Exercise aim:
Search the material for the string "need", then return every line where it is found.

Record excerpts:
···

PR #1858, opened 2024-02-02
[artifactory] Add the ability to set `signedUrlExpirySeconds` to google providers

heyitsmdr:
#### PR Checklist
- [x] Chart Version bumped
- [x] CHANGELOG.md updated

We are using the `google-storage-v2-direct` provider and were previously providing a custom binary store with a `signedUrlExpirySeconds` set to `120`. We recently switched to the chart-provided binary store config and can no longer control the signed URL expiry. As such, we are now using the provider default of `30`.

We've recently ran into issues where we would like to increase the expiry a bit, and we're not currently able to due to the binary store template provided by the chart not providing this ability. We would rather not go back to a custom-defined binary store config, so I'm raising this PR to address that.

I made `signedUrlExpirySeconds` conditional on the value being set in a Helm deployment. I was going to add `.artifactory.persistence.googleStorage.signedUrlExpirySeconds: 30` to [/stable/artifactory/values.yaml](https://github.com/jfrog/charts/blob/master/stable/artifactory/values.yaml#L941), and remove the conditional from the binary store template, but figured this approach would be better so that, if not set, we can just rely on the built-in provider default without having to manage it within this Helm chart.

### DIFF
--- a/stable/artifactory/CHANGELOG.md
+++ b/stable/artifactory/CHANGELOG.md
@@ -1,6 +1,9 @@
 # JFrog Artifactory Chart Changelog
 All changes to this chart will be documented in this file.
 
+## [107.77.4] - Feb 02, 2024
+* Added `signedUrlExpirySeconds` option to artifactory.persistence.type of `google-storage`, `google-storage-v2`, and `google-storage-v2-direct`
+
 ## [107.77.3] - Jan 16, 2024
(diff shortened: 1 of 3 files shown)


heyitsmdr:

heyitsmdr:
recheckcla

···

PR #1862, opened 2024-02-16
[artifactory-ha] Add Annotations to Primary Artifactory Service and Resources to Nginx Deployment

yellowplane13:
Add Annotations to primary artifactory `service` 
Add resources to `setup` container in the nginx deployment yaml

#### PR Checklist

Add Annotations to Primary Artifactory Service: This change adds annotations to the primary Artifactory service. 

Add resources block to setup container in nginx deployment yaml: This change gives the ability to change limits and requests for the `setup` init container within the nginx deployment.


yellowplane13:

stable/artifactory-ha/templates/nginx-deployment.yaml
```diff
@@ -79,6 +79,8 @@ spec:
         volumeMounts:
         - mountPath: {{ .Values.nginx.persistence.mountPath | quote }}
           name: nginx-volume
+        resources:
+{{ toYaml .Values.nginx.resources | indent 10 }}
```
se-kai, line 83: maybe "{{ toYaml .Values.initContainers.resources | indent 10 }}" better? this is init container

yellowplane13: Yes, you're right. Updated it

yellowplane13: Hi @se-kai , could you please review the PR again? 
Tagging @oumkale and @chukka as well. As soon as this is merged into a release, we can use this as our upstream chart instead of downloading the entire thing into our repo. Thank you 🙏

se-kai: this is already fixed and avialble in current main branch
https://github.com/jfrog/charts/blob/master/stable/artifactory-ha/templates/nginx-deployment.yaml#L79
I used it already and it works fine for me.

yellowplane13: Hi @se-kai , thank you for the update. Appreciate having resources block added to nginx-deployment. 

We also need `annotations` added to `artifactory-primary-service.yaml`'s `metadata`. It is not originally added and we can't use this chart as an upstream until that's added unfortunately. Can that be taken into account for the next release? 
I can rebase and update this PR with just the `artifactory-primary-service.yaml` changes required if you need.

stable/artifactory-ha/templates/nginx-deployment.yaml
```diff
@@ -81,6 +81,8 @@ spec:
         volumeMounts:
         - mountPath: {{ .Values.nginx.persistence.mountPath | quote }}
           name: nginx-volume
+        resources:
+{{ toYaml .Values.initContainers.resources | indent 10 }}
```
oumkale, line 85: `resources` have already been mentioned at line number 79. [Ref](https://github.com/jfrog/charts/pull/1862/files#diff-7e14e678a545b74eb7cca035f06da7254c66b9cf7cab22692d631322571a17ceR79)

···

Output of the exercise:
We also need `annotations` added to `artifactory-primary-service.yaml`'s `metadata`. It is not originally added and we can't use this chart as an upstream until that's added unfortunately. Can that be taken into account for the next release? 
I can rebase and update this PR with just the `artifactory-primary-service.yaml` changes required if you need.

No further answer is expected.